Precipitarse hacia las propias consecuencias—

 Precipitarse hacia las propias consecuencias—. Hoy, más que nunca, podemos afirmar, sin temor a equivocarnos, que pertenecemos a la era de la complejidad y la incertidumbre (S. Pániker). Las barreras que antaño nos recluían en celdas sociales, apartados de esperanzas y anhelos, han ido cayendo y los hombres no nacen condicionados; así sus aspiraciones no se ven limitadas debido a un bajo estatus social. Consecuentemente, desde muy jóvenes todo lo que somos, tenemos o la opinión que merecemos a los demás nos parece insuficiente: nos sabe a poco y queremos más: reconocimiento.

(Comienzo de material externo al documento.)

PR #550, opened 2020-12-01
fix: Ensure neccesary fields are 64-bit aligned

### LINKED ISSUE #543: bug: v1.19.0 x86-32 binaries segmentation violate on first connection
## Bug Description

I got the proxy with

`wget https://dl.google.com/cloudsql/cloud_sql_proxy.linux.386 -O cloud_sql_proxy && chmod +x cloud_sql_proxy`

for months now and after your release yesterday I got the following error when I am using it inside my Python Scripts.

I run it inside gitlab:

Pero sobre todo soñamos; soñamos, y en nuestros sueños nos sentimos diferentes: admirados por la sociedad. Luego, al levantamos por la mañana la realidad nos saluda, arrojándonos a la cara un jarro de agua fría. Nos miramos entonces, cuántas veces, resignados frente al espejo: aborreciendo de nosotros mismos, de lo que somos y de nuestra vulgaridad. Pero sobre todo nos afligimos; y nos afligimos por todo aquello que deseamos desde lo más profundo del alma: profundidad esta, por la misma que igualmente reconoceremos que jamás lograremos nuestro propósito. Sin embargo, he ahí el lugar, “la fortaleza” de nuestro hogar, y el instante, “frente al espejo”. Ese preciso lugar y momento en el que la conciencia se despereza y nos mira desde el otro lado, con nuestro propio reflejo, susurrándonos, con voz encantadora, de manera que las palabras adquieren su propia luminiscencia. Y más, cuando «Rotas y sin vigencia, las normas que durante tanto tiempo prestaron contingencia dentro de la sociedad al individuo, no puede este ahora construirse una dignidad, sino extrayéndola del fondo de sí mismo» (Gasset).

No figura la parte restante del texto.